AIM OF THE EXERCISE: Whatever appears in the records, write it out again exactly.

(Beginning of PROVIDED MATERIAL)

PR #2240, opened 2017-12-20
Don't duplicate properties in standalone Workspace

njbartlett:
There does not seem to be a good reason to copy the content of the Run file into
the standalone "Workspace". When we do this, the properties are duplicated at
both levels.

As a result it becomes impossible to remove a key from a BndEditModel... in
`BndEditModel#loadFrom(InputStream)` we do a "clear" which involves repopulating
the map from the content of the workspace, but in the standalone case this just
reloads from whatever the content of the file was when first opened. So you
cannot delete a key from the map.

### DIFF
--- a/biz.aQute.bndlib.tests/src/test/BndEditModelTest.java
+++ b/biz.aQute.bndlib.tests/src/test/BndEditModelTest.java
@@ -1,5 +1,6 @@
 package test;
 
+import java.io.ByteArrayInputStream;
 import java.io.File;
 import java.util.LinkedList;
 import java.util.List;
@@ -8,6 +9,7 @@ import org.osgi.framework.namespace.IdentityNamespace;
 import org.osgi.resource.Namespace;
 import org.osgi.resource.Requirement;
 
+import aQute.bnd.build.Run;
 import aQute.bnd.build.Workspace;
 import aQute.bnd.build.model.BndEditModel;
 import aQute.bnd.build.model.clauses.ExportedPackage;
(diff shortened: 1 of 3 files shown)


pkriens:
LGTM

pkriens:
how do you delete a key?

pkriens:
I propose the 'true' as the tie breaker. I do not see how you can have true and not copy the properties

And I see I am an idiot since I did LGTM :-(

njbartlett:
The bug manifests when you do the following in Bndtools:

1. Open a bndrun file in the editor.
2. Switch to the source tab and delete a key, e.g. `-runbundles`.
3. Switch back to the UI tab and note that runbundles is still populated.

This is reproduced by the test added in this commit, `testRemovePropertyFromStandalone`.

I don't understand your comment about "true as the tiebreaker", can you clarify?

I also don't understand the motivation for copying the properties into two levels at all. If the bndrun is standalone there should be nothing in the Workspace.

timothyjward:
> I also don't understand the motivation for copying the properties into two levels at all. If the bndrun is standalone there should be nothing in the Workspace.

This is certainly how the maven integration expects things to be.

pkriens:
@njbartlett Ok, I see it is an edit issue. Could we not detect this in the edit model?

As  I said, the code checks for -standalone: true. I added this because I needed to define more repositories that are not OSGi repos. Repositories only work on Workspace level. So if you remove the properties there are no longer any repositories defined. 

For example, this bndrun allows me to do a lot of work with these repos without being forced to create a special workspace. 

	-standalone           : true
	-groupid              : com.xyz.thirdparty
	-connection-settings  : ~/.bnd/xyz.xml

	-plugin.2.Central-Runtime: \
	         releaseUrl="http://repo1.maven.org/maven2/" ; \
	         index =${.}/../buildconfig/central-runtime.mvn; \
	         name="Central-Runtime"
	
	-plugin.3.Central-Build: \
	         releaseUrl="http://repo1.maven.org/maven2/" ; \
	         index =${.}/../buildconfig/central-build.mvn; \
	         name="Central-Build"
	
	-plugin.4.Partners: \
	         releaseUrl=", \
	            https://${nexus}/content/repositories/s_2ndparty/, \
	            https://${nexus}/content/repositories/public/, \
	            https://${nexus}/content/repositories/2ndparty/,\
	            https://${nexus}/content/repositories/snapshots/, \
	            https://${nexus}/content/repositories/s_snapshots/" ; \
	         index =${.}/../buildconfig/partners.mvn; \
	         name="Partners"

There are not many, but there are a few, things that work on workspace mode only. 

By using the 'true' option, I made it standalone but did not have to define any repos in the -standalone instruction.  So I propose to copy the properties only when -standalone=true. 

For maven, I assume your bndrun file points to XML files so properties are not be copied.

njbartlett:
It may be possible to fix in the `BndEditModel`. The problem is that the dummy "workspace" is initialised once only, and calling `loadFrom` cannot remove any properties that were loaded into that workspace upon the first load (though it can replace them with non-null values).

I think it would be necessary to make the `loadFrom` also reload the workspace, or disconnect from the initial workspace and create a new one.

If you can think of a way to support your use case while still passing `testRemovePropertyFromStandalone` then I would be happy.

I don't know what `-standalone: true` is intended to communicate over and above just `-standalone`. It's not documented and it doesn't obviously mean anything.

pkriens:
Yeah, the test passes with -standalone true, see 

Could you merge https://github.com/bndtools/bnd/pull/2463 if you're ok? The result that it passes is here: https://travis-ci.org/bndtools/bnd/builds/388663692?utm_source=github_status&utm_medium=notification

(End of PROVIDED MATERIAL)

YOUR SOLUTION:
PR #2240, opened 2017-12-20
Don't duplicate properties in standalone Workspace

njbartlett:
There does not seem to be a good reason to copy the content of the Run file into
the standalone "Workspace". When we do this, the properties are duplicated at
both levels.

As a result it becomes impossible to remove a key from a BndEditModel... in
`BndEditModel#loadFrom(InputStream)` we do a "clear" which involves repopulating
the map from the content of the workspace, but in the standalone case this just
reloads from whatever the content of the file was when first opened. So you
cannot delete a key from the map.

### DIFF
--- a/biz.aQute.bndlib.tests/src/test/BndEditModelTest.java
+++ b/biz.aQute.bndlib.tests/src/test/BndEditModelTest.java
@@ -1,5 +1,6 @@
 package test;
 
+import java.io.ByteArrayInputStream;
 import java.io.File;
 import java.util.LinkedList;
 import java.util.List;
@@ -8,6 +9,7 @@ import org.osgi.framework.namespace.IdentityNamespace;
 import org.osgi.resource.Namespace;
 import org.osgi.resource.Requirement;
 
+import aQute.bnd.build.Run;
 import aQute.bnd.build.Workspace;
 import aQute.bnd.build.model.BndEditModel;
 import aQute.bnd.build.model.clauses.ExportedPackage;
(diff shortened: 1 of 3 files shown)


pkriens:
LGTM

pkriens:
how do you delete a key?

pkriens:
I propose the 'true' as the tie breaker. I do not see how you can have true and not copy the properties

And I see I am an idiot since I did LGTM :-(

njbartlett:
The bug manifests when you do the following in Bndtools:

1. Open a bndrun file in the editor.
2. Switch to the source tab and delete a key, e.g. `-runbundles`.
3. Switch back to the UI tab and note that runbundles is still populated.

This is reproduced by the test added in this commit, `testRemovePropertyFromStandalone`.

I don't understand your comment about "true as the tiebreaker", can you clarify?

I also don't understand the motivation for copying the properties into two levels at all. If the bndrun is standalone there should be nothing in the Workspace.

timothyjward:
> I also don't understand the motivation for copying the properties into two levels at all. If the bndrun is standalone there should be nothing in the Workspace.

This is certainly how the maven integration expects things to be.

pkriens:
@njbartlett Ok, I see it is an edit issue. Could we not detect this in the edit model?

As  I said, the code checks for -standalone: true. I added this because I needed to define more repositories that are not OSGi repos. Repositories only work on Workspace level. So if you remove the properties there are no longer any repositories defined. 

For example, this bndrun allows me to do a lot of work with these repos without being forced to create a special workspace. 

	-standalone           : true
	-groupid              : com.xyz.thirdparty
	-connection-settings  : ~/.bnd/xyz.xml

	-plugin.2.Central-Runtime: \
	         releaseUrl="http://repo1.maven.org/maven2/" ; \
	         index =${.}/../buildconfig/central-runtime.mvn; \
	         name="Central-Runtime"
	
	-plugin.3.Central-Build: \
	         releaseUrl="http://repo1.maven.org/maven2/" ; \
	         index =${.}/../buildconfig/central-build.mvn; \
	         name="Central-Build"
	
	-plugin.4.Partners: \
	         releaseUrl=", \
	            https://${nexus}/content/repositories/s_2ndparty/, \
	            https://${nexus}/content/repositories/public/, \
	            https://${nexus}/content/repositories/2ndparty/,\
	            https://${nexus}/content/repositories/snapshots/, \
	            https://${nexus}/content/repositories/s_snapshots/" ; \
	         index =${.}/../buildconfig/partners.mvn; \
	         name="Partners"

There are not many, but there are a few, things that work on workspace mode only. 

By using the 'true' option, I made it standalone but did not have to define any repos in the -standalone instruction.  So I propose to copy the properties only when -standalone=true. 

For maven, I assume your bndrun file points to XML files so properties are not be copied.

njbartlett:
It may be possible to fix in the `BndEditModel`. The problem is that the dummy "workspace" is initialised once only, and calling `loadFrom` cannot remove any properties that were loaded into that workspace upon the first load (though it can replace them with non-null values).

I think it would be necessary to make the `loadFrom` also reload the workspace, or disconnect from the initial workspace and create a new one.

If you can think of a way to support your use case while still passing `testRemovePropertyFromStandalone` then I would be happy.

I don't know what `-standalone: true` is intended to communicate over and above just `-standalone`. It's not documented and it doesn't obviously mean anything.

pkriens:
Yeah, the test passes with -standalone true, see 

Could you merge https://github.com/bndtools/bnd/pull/2463 if you're ok? The result that it passes is here: https://travis-ci.org/bndtools/bnd/builds/388663692?utm_source=github_status&utm_medium=notification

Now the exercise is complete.